News that the EU is taking the UK to court failing to meet air quality targets has made clean running HGVs even more essential. And that’s where AdBlue comes into play. When an AdBlue tank is fitted to a diesel vehicle, the liquid converts harmful NOx emissions into harmless nitrogeon and oxygen.
Job sorted you might think. But DVSA roadside checks are revealing that the numbers of goods vehicles trying to cheat the system is on the increase. Between August 2017 and February 2018, out of 10,237 trucks stopped at roadside checks, 293 were found to have been fitted with AdBlue emulators.

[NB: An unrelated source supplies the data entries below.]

PR #252, opened 2021-12-08
Make collections movable

tmadlener:
BEGINRELEASENOTES
- Make the `CollectionData` classes use `unique_ptr` instead of raw pointers, wherever they actually own the pointer.
- Implement move constructors and move assignment operators for collections. Thanks to the usage of `unique_ptr` for ownership management in the `CollectionData`, these can be `default`ed in `Collection` and `CollectionData`.
- Add a few tests to check that moving collections actually works.

ENDRELEASENOTES

- [x] Builds on #251

### DIFF
--- a/include/podio/CollectionBuffers.h
+++ b/include/podio/CollectionBuffers.h
@@ -6,11 +6,15 @@
 #include <string>
 #include <utility>
 #include <vector>
+#include <memory>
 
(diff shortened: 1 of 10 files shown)


hegner:
Thanks for updating after our discussion. :-)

So why are transport operators so keen to cheat the system? In the first instance, using AdBlue is an additional running cost for operators. Secondly, according to the RHA, there is evidence that the installation of emissions control equipment has caused technical problems. Operators have reported that in Euro-5 trucks and in some Euro-6 trucks, emissions controls systems are causing them to slow down.

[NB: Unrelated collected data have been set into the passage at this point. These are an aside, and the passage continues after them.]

PR #254, opened 2021-12-09
Add clang-format and clang-tidy configurations

tmadlener:
BEGINRELEASENOTES
- Add a `.clang-format` and `.clang-tidy` config file for consistent formatting and following a few coding guidelines.
- Add pre-commit hooks that run `clang-tidy` and `clang-format` 
- Make all currently present files follow the formatting and guidelines of the present configuration.
- Make the `PODIO_GENERATE_DATAMODEL` macro look for a `.clang-format` file and the presence of `clang-format`and automatically format all the generated files if both are there.

ENDRELEASENOTES

- [x] Needs #253 (starts from where that ends).
- Cheery picked from #188 (see discussion there for the resulting `.clang-format` and `.clang-tidy` configuration.

PR #257, opened 2022-01-31
Add templated links between arbitrary datatypes

### LINKED ISSUE #255: Allow for relations between two arbitrary types
Currently to relate two collections or objects of two collections a dedicated type is necessary. This datatype usually has a `float weight` as single datamember and then two `OneToOneRelation`s to connect two objects.

E.g. from [EDM4hep](https://github.com/key4hep/EDM4hep/blob/b1b0b2bb68009c253079f652423ede4b4dec6b5e/edm4hep.yaml#L413-L420)
```yaml
  edm4hep::MCRecoParticleAssociation:
    Description: "Used to keep track of the correspondence between MC and reconstructed particles"
    Author: "C. Bernet, B. Hegner"
    Members:
      - float weight                        // weight of this association
    OneToOneRelations :
     - edm4hep::ReconstructedParticle  rec  // reference to the reconstructed particle
     - edm4hep::MCParticle sim              // reference to the Monte-Carlo particle
```

LCIO allows for arbitrary relations between two objects, via the [`LCRelation`](https://ilcsoft.desy.de/LCIO/current/doc/doxygen_api/html/classEVENT_1_1LCRelation.html). In order to handle all of the relations that are used in the wild many new `Association` types have to be introduced to EDM4hep, e.g.
- key4hep/EDM4hep#122
- key4hep/EDM4hep#133

It might be simpler to implement a generic (templated) association or relation type in podio that then allows to use (and persist) arbitrary relations between objects.

tmadlener:
BEGINRELEASENOTES
- Add a templated `Link` (and corresponding `LinkCollection`) class to allow for arbitrary links between two podio generated datatypes.
  - The `Link`s work similar to a podio generated class of the form
```yaml
Link:
  Members: [float weight]
  OneToOneRelations:
    - FromT from
    - ToT to
```
- They offer templated access to the objects they link via `get<T>` on top of the usual "generated" access functions. The access functions are using a `get` prefix, e.g. `getFrom`.
- They can be used in memory simply by declaring a collection via `podio::LinkCollection<F, T>`. **In order to enable I/O for link collections it is necessary to register them via the `PODIO_DECLARE_LINK` macro**

ENDRELEASENOTES

Fixes #255 

-------
**NOTE (Jul 29 2024): The following discussion and descriptions span quite a bit of time and the original proposal used `Association` instead of `Link` as it's name (see https://github.com/key4hep/EDM4hep/issues/344 for some reasoning of that). Refer to the included `links.md` file for the latest version of the documentation with usage examples**. We leave the discussions unchanged below.

-------

### Preliminary (user facing) documentation

The main template that is introduced is the `AssociationT` and two type-aliases to have mutable and immutable `Association` types:
```cpp
template<typename FromT, typename ToT, bool Mutable>
class AssociationT;

template<typename FromT, typename ToT>
using Association = typename AssociationT<FromT, ToT, false>;

template<typename FromT, typename ToT>
using MutableAssociation = typename AssociationT<FromT, ToT, true>;
```
The main interface for the user is that of the similarly templated `AssociationCollection`, which uses as the template parameters  the **immutable** (i.e. default) types, like
```cpp
#include "podio/AssociationCollection.h"
#include "edm4hep/MCParticle.h"
#include "edm4hep/ReconstructedParticle.h"

using MCRecoParticleAssociationCollection = podio::AssociationCollection<edm4hep::MCParticle, edm4hep::ReconstructedParticle>;
```
from here on the collection behaves the same as a normal collection (i.e. as if it would have been generated via a yaml definition file), i.e.
```cpp
auto mcRecoAssocs = MCRecoParticleAssociationCollection();
auto mcParticles = edm4hep::MCParticleCollection();
auto recoParticles = edm4hep::ReconstructedParticleCollection();

// fill mc and reco collections

auto assoc = mcRecoAssocs.create(); // now have a mutable association
assoc.setWeight(3.14f); // set a weight for the association
assoc.setFrom(mcParticles[0]); // set a MCParticle as the from part of the association
assoc.setTo(recoParticles[0]); // set a ReconstructedParticle as the to part of the association

// getting associations from store
auto& associations = store.get<MCRecoParticleAssociationCollection()>("associations");
for (auto a : associations) {
  // a is now an immutable association
  auto mc = a.getFrom(); // get the MCParticle as the from part of the association
  auto reco = a.getTo(); // get the ReconstructedParticle as the to part of the association
  auto weight = a.getWeight(); // get the weight
}
```
It is also possible to use the relations as subset collections as they use the same mechanism under the hood as collections of "proper" datatypes.

### Some internal technicalities
- Each generated datatype now has `DefT`, `MutT` and `CollT` type-aliases to get the default (immutable), mutable and collection types respectively from them. This is used internally for making sure that we return the correct types to the user in the end. In order to not have to check in all templates, there are a few `static_assert`s at the "entry points" to the associations to make sure we can assume that the `FromT` and `ToT` template parameters are the default types internally.
- The collection iterators use the same approach as the associations, i.e. there is a generalized template with a boolean parameter and two type-aliases to get to the immutable and mutable iterators. This avoids code duplication, but has the slight drawback that some `enable_if` code is necessary, to make sure that the conversion from mutable to immutable is possible but not vice-versa.

Includes changes from:
- [x] #253 
- [x]  #254
- [diff without these changes](https://github.com/tmadlener/podio/compare/clang-format-tidy...tmadlener:associations?expand=1)

### TODOs:
- [x] ROOT I/O not yet working (need to figure out how to make the dictionary generation pick up the templated class)
- [x] SIO backend needs manual intervention at the moment, as the user has to declare a `static` instantiation of each association they want to use
- [x] clang-tidy actually flags #174 as it apparently sees through all the template instantiations and is able to reason about memory access patterns here. For the moment this is silenced via a `NOLINT` directive in the `podio::ObjBase`
- [x] Finalize documentation and put into a markdown file. (see [here] (https://github.com/tmadlener/podio/blob/associations/doc/associations.md) for current version)
- [x] Templated `get/set` functionality (see [comment](https://github.com/AIDASoft/podio/pull/257#issuecomment-1036011167))
- [x] Needs #394 (cherry-picked to here)
- [x] Needs #399 (cherry-picked to here)
- [x] Needs #400 (cherry-picked to here)
- [x] Needs rework after #514 
- [x] Includes #548 
- [x] Includes #673 
- [x] Includes #687
- [x] Includes #689


tmadlener:
Should the association interface have "generic" `get` and `set` functions in addition to `get(To|From)` and `set(To|From)`? I.e. something that would look like:
```cpp
using namespace edm4hep;
using MCRecoParticleAssociation = podio::Association<MCParticle, ReconstructedParticle>;
auto assoc = MCRecoParticleAssociation();

// get the MCParticle
auto mcP = assoc.getFrom(); // implicitly refers to the MCParticle

auto mcP2 = assoc.get<MCParticle>(); // get the MCParticle explicitly
auto reco = assoc.get<ReconstructedParticle>(); // get the ReconstrucedParticle explicitly
```
The untemplated versions are nice to use where the association is somewhat "directed", while for "symmetric" associations `To` and `From` do not really make sense, I think.

andresailer:
```c++
auto mcP2 = assoc.get<MCParticle>(); 
```
Having to and from be the same type isn't prohibited, right? So this wouldn't work

Something like the tuple `get` (https://en.cppreference.com/w/cpp/utility/tuple/get)
```c++
auto mcP1 = assoc.get<0>(); 
auto mcP2 = assoc.get<1>(); 
auto weight = assoc.get<2>(); 
```

tmadlener:
> Having to and from be the same type isn't prohibited, right? So this wouldn't work

Good point. I didn' think about that. In principle we could forbid associations between the same type (by failing this at compile time), but there probably are legitimate use cases for that.

> Something like the tuple `get` 

We could probably do that, but then I don't see the additional value compared to `getTo`, `getFrom`, and `getWeight`, because you will still have to know which index refers to which part of your association, same as with the `From` and `To` scheme.

Alternatively we could only make the templated `get`/`set` functionality available for associations which have different types? Or we leave that out for now and see how far we get with simply `From`, `To`?

andresailer:
* Make naming consistent over all associations
* Potential to get confusing (without proper associations in podio, see https://github.com/AIDASoft/podio/pull/257)
    * Which member should be `from` and which one should be `to`?
    * "Higher level" should be `from` and "lower level" (i.e. MC) should be `to`
    * Want a templated version and maybe some utitlities to make working with associations easier (e.g. create a map on the fly from the contents of the collection like in LCIO)
cf. https://github.com/key4hep/EDM4hep/pull/134

tmadlener:
Using the proposed functionality of having a central entity that hands out collection buffers, the need for building all possible combinations up front can be alleviated at the cost of having to use a macro (and another function call in the SIO case) to do this automatically at compile time. Usability is still not as good as desired, and I would like to improve that. Also the python side of things still needs to be handled as that currently does not have the templated things compiled into a library which it could simply load.

tmadlener:
With #405 the name of the branches will also have to be considered in the whole "generatlity" aspect

doc/associations.md
```diff
@@ -0,0 +1,233 @@
...
+mind, effectively all mutating operations on `Association`s are defined using
+SFINAE using the following template structure (taking here `setFrom` as an
+example)
+
+```cpp
+template <typename FromU,
+          typename = std::enable_if_t<Mutable && 
+                                      std::is_same_v<detail::GetDefT<FromU>, FromT>>>
+void setFrom(FromU value);
+```
```
tmadlener, line 214: This needs a revision. Some of these have made it into mainline podio in a slightly different way since this was originally written

tmadlener:
Revived this one more time (maybe this is the last now). This time mainly making sure to incorporate changes that came possible with the `MaybeSharedPtr` and the introduction of some member type defs (#465). No new features were added wrt the last revival.

python/templates/MutableObject.h.jinja2
```diff
@@ -43,6 +43,12 @@ public:
   operator {{ class.bare_type }}() const;
 
 public:
+  // Some typedefs for the Association handling
+  using MutT = {{ class.namespace }}::Mutable{{ class.bare_type }};
+  using DefT = {{ class.namespace }}::{{ class.bare_type }};
+  using CollT = {{ class.namespace }}::{{ class.bare_type }}Collection;
+
+  static constexpr auto TypeName = "{{ class.namespace }}::Mutable{{ class.bare_type }}";
```
tmadlener, line 51:
```suggestion
```

Unnecessary

tests/read_test.h
```diff
@@ -28,6 +29,11 @@
 #include <type_traits>
 #include <vector>
 
+// Define an association that is used for the I/O tests
+using TestAssocCollection = podio::AssociationCollection<ExampleMC, ex42::ExampleWithARelation>;
+// Make sure the I/O parts are dynamically registered
+PODIO_DECLARE_ASSOCIATION(ExampleMC, ex42::ExampleWithARelation)
```
tmadlener, line 35: This could be unnecessary since we build a mini library now that has this.

tests/unittests/associations.cpp
```diff
@@ -0,0 +1,377 @@
...
+    REQUIRE(c == cluster);
+    REQUIRE(w == 1.0);
+  }
+}
+
+TEST_CASE("AssociationCollection basics", "[associations]") {
+  auto coll = TestAColl();
+
+  // TODO: basics without I/O
+}
```
tmadlener, line 170:
```suggestion
```
The basic collection functionality is covered by other tests as well

tests/write_frame.h
```diff
@@ -19,12 +19,18 @@
...
 #include "podio/Frame.h"
 #include "podio/UserDataCollection.h"
 
 #include <string>
 #include <tuple>
 
+// Define an association that is used for the I/O tests
+using TestAssocCollection = podio::AssociationCollection<ExampleMC, ex42::ExampleWithARelation>;
+// Make sure the I/O parts are dynamically registered
+PODIO_DECLARE_ASSOCIATION(ExampleMC, ex42::ExampleWithARelation)
```
tmadlener, line 32:
```suggestion
```
Same as for reading

tmadlener:
It looks like `clang-tidy` is a bit too cautious around some of the allocations that happen in the Associations. Since no actual leaks seem to happen when using sanitizers, I have opted to simply silence clang-tidy selectively for some of the tests.

tmadlener:
After the discussion in https://github.com/key4hep/EDM4hep/issues/344 I have renamed all `Association`s to `Link`s.

hegner:
@tmadlener - is it possible to separate some of the code cleanup into a separate PR?

tmadlener:
This is already pretty much isolated. There is #673 and there is also #687 as an independent change. I will have another look, to see if there is more that can be moved.

tests/read_frame_auxiliary.h
```diff
@@ -62,6 +62,8 @@ int test_frame_aux_info(const std::string& fileName) {
 
   auto collsToRead = collsToWrite;
   if (reader.currentFileVersion() < podio::version::Version{0, 16, 3}) {
+    collsToRead.erase(collsToRead.end() - 4, collsToRead.end());
+  } else if (reader.currentFileVersion() < podio::version::Version{1, 0, 99}) {
```
tmadlener, line 66:
```suggestion
  } else if (reader.currentFileVersion() < podio::version::Version{1, 1, 99}) {
```

tests/read_test.h
```diff
@@ -410,6 +413,43 @@ void processEvent(const podio::Frame& event, int eventNum, podio::version::Versi
       }
     }
   }
+
+  // ======================= Links ==========================
+  if (fileVersion >= podio::version::Version{1, 0, 99}) {
```
tmadlener, line 418:
```suggestion
  if (fileVersion >= podio::version::Version{1, 1, 99}) {
```

tests/unittests/links.cpp
```diff
@@ -0,0 +1,475 @@
...
+    REQUIRE(mutLink.getWeight() == 42.0f);
+    REQUIRE(mutLink.getFrom() == otherHit);
+    REQUIRE(mutLink.getTo() == otherCluster);
+  }
+
+  SECTION("Implicit conversion") {
+    // Use an immediately invoked lambda to check that the implicit conversion
+    // is working as desired
+    [hit, cluster](TestL link) { // NOLINT(performance-unnecessary-value-param):
+                                 // We want the value here to force teh
```
tmadlener, line 95:
```suggestion
                                 // We want the value here to force the
```

include/podio/detail/LinkCollectionIterator.h
```diff
@@ -0,0 +1,47 @@
...
+  bool operator!=(const LinkCollectionIteratorT& other) const {
+    return m_index != other.m_index; // TODO: may not be complete
+  }
+
+  LinkType operator*() {
+    m_object.m_obj = podio::utils::MaybeSharedPtr<LinkObjT>((*m_collection)[m_index]);
+    return m_object;
+  }
+
+  LinkType* operator->() {
```
hegner, line 30: what's the const qualifier here?

include/podio/detail/LinkObj.h
```diff
@@ -0,0 +1,53 @@
...
+  /// Destructor
+  ~LinkObj() {
+    delete m_from;
+    delete m_to;
+  }
+
+public:
+  podio::ObjectID id{};
+  LinkData data{1.0f};
+  FromT* m_from{nullptr};
```
hegner, line 47: do we want to use some smart pointer here instead of bare ones?

hegner (changes requested):

include/podio/detail/LinkObj.h
tmadlener: These pointers don't manage anything. Additionally, this is also what "equivalent" generated code would look like, so they can stay as bare ones.

hegner: OK. Fine. If that's the only delete I am fine.

include/podio/LinkCollection.h
```diff
@@ -0,0 +1,35 @@
...
+
+#include "podio/detail/LinkCollectionImpl.h"
+
+// Preprocessor helper macros for concatenating tokens at preprocessing times
+// Necessary because we use __COUNTER__ below for unique names of static
+// variables for values returned by registration function calls
+#define PODIO_PP_CONCAT_IMPL(x, y) x##y
+#define PODIO_PP_CONCAT(x, y) PODIO_PP_CONCAT_IMPL(x, y)
+
+#ifndef PODIO_ENABLE_SIO
```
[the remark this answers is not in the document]
tmadlener: I thought about putting the `PODIO_PP_CONCAT{,_IMPL}` into a separate header, but we don't have any other uses yet, so I left them here. Should we move them to `include/podio/detail/PreprocessorMacros.h`?

include/podio/detail/LinkCollectionIterator.h
tmadlener: They cannot be easily marked `const` because we switch the object that we return during the access (and there is no other place where we could do this). I don't think it's required by anything that these access operators are `const`.

hegner: OK. Fine then.

include/podio/LinkCollection.h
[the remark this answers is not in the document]
hegner: Yes, that could be helpful!

include/podio/LinkCollection.h
```diff
@@ -0,0 +1,35 @@
...
+#if PODIO_ENABLE_SIO && __has_include("podio/detail/LinkSIOBlock.h")
+  #include "podio/detail/LinkSIOBlock.h"
+  /// Main macro for declaring links. Takes care of the following things:
+  /// - Registering the necessary buffer creation functionality with the
+  ///   CollectionBufferFactory.
+  /// - Registering the necessary SIOBlock with the SIOBlock factory
+  #define PODIO_DECLARE_LINK(FromT, ToT)                                                                               \
+    const static auto PODIO_PP_CONCAT(REGISTERED_LINK_, __COUNTER__) =                                                 \
+        podio::detail::registerLinkCollection<FromT, ToT>(podio::detail::linkCollTypeName<FromT, ToT>());              \
+    const static auto PODIO_PP_CONCAT(LINK_SIO_BLOCK_, __COUNTER__) = podio::LinkSIOBlock<FromT, ToT>{};
```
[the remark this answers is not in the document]
tmadlener: There is no (at least no straight forward) way to have an `#if` inside a pre-processor macro. I think the best we could do here is to define separate macros for each purpose and then define the summary macro in terms of them?

include/podio/detail/LinkObj.h
tmadlener: Ah wait, I think I spoke to soon. Maybe these should be `unique_ptr`s after all, since they are indeed manually `delete`d. I was mixing things up with the `Obj*` that are inside these pointers.

include/podio/LinkCollection.h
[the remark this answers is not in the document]
tmadlener: Done.

include/podio/detail/LinkObj.h
tmadlener: This now done with `unique_ptr`s. Since I need the `Link`s and other generated code to behave the same, I have made the changes for the generated classes in #689 (which is now also included in this PR, so that has to be merged first).

include/podio/LinkCollection.h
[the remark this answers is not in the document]
tmadlener: I have redefined this "top level" macro in terms of two other macros that now contain one registration each. It doesn't really help us for the combinatorics, but at least we are just calling into macros at that point.

tests/datamodel/LinkCollections.h
```diff
@@ -0,0 +1,15 @@
...
+
+#include "podio/LinkCollection.h"
+
+#include "datamodel/ExampleClusterCollection.h"
+#include "datamodel/ExampleHitCollection.h"
+#include "datamodel/TypeWithEnergy.h"
+
+// Define an link that is used for the I/O tests
+using TestLinkCollection = podio::LinkCollection<ExampleHit, ExampleCluster>;
+// Define a link with an interace type that is used for I/O tests
```
m-fila, line 12:
```suggestion
// Define a link with an interface type that is used for I/O tests
```

tests/unittests/links.cpp
```diff
@@ -0,0 +1,475 @@
...
+  REQUIRE(link.get<TypeWithEnergy>() == hit2);
+
+  link.set(hit);
+  REQUIRE(link.get<TypeWithEnergy>() == hit);
+  REQUIRE(link.get<ExampleCluster>() == cluster);
+}
+
+#ifdef PODIO_JSON_OUTPUT
+TEST_CASE("Link JSON converstion", "[links][json]") {
+  const auto& [links, hits, clusters] = createLinkCollections();
```
m-fila, line 456:
```suggestion
TEST_CASE("Link JSON conversion", "[links][json]") {
```

tests/unittests/links.cpp
```diff
@@ -0,0 +1,475 @@
...
+      REQUIRE(a.getWeight() == index++);
+    }
+  }
+
+  SECTION("Conversion failures") {
+    // Cannot convert into a subset collection if elements already present
+    REQUIRE_THROWS_AS(links.setSubsetCollection(), std::logic_error);
+
+    // Connot convert a subset collection into a normal collection
+    REQUIRE_THROWS_AS(linkRefs.setSubsetCollection(false), std::logic_error);
```
m-fila, line 305:
```suggestion
    // Cannot convert a subset collection into a normal collection
```

include/podio/detail/Link.h
```diff
@@ -0,0 +1,357 @@
...
+    }
+  }
+
+  /// Templated version for setting an element of the link by type. Only
+  /// available for Links where FromT and ToT are **not the same type**,
+  /// and if the requested type is actually part of the Link. Will result
+  /// in a compilation error if any of these conditions is not met.
+  ///
+  /// @tparam T type of value (**infered!**)
+  /// @param value the element to set for this link.
```
m-fila, line 255:
```suggestion
  /// @tparam T type of value (**inferred!**)
```

include/podio/detail/Link.h
```diff
@@ -0,0 +1,357 @@
...
+#endif
+
+#include <ostream>
+#include <utility> // std::swap
+
+namespace podio {
+
+/// Generalized Link type for both Mutable and immutable (default)
+/// versions. User facing clases with the expected naming scheme are defined via
+/// template aliases in LinkFwd.h
```
m-fila, line 20:
```suggestion
/// versions. User facing classes with the expected naming scheme are defined via
```

include/podio/utilities/TypeHelpers.h
```diff
@@ -178,6 +181,20 @@ namespace detail {
   template <typename T>
   using hasObject_t = typename T::object_type;
 
+  /// Detector for checking the existance of a collection_type type member.
+  template <typename T>
```
m-fila, line 185:
```suggestion
  /// Detector for checking the existence of a collection_type type member.
```

tmadlener:
Is there anything left here to do? Otherwise I would merge this and then address issues in other PRs. Currently we have quite a few PRs that depend on this and that have very large diffs because they include this PR.

tmadlener:
I have no idea what makes the EDM4hep CI fail. The reason is that these workflows no longer discover the podio version that has just been built in the EDM4hep `find_package(podio 1.1 REQUIRED HINTS $ENV{PODIO})`, but rather the one from the underlying LCG stacks. However, nothing in this PR should change the behavior of that `find_package` call? Effectively, I just bump the patch version here, but that should not lead to any changes, I think. @jmcarcell @andresailer what am I missing here?

tmadlener:
It actually looks like the correct podio version is found, but the wrong python bindings(?). I cannot reproduce this in a local key4hep stack though.

jmcarcell:
Isn't the test correct and the file was written with the previous version of podio which doesn't match the current one anymore?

Talking to Commercial Motor magazine, RHA Policy Director Rod McKenzie added, “Members are reporting widespread technical problems relating to the use of onboard SCR diagnostic systems.”
Fixing the problem can cost up to £3,000. In comparison, you can buy an AdBlue emulator on the internet for around £60. The emulator will then trick the vehicle’s diagnostics into thinking that the after treatment system is working correctly. The bad news is, of course, that it allows the vehicle to produce unregulated amounts of NOx.
There are calls for this matter to be discussed in Parliament. In the meantime the DVSA is handing down stiff penalties for operators found to be cheating. Penalties for drivers are a prohibition for the vehicle, and a requirement that it is fixed within 10-days or risk a £300 fine. For ‘O’ licence holders, it can be career defining. A transport operator in the north west who knowingly fitted illegal emulators to his vehicles, had his firm’s ‘O’ licence revoked along with a prohibition on having it renewed for five years.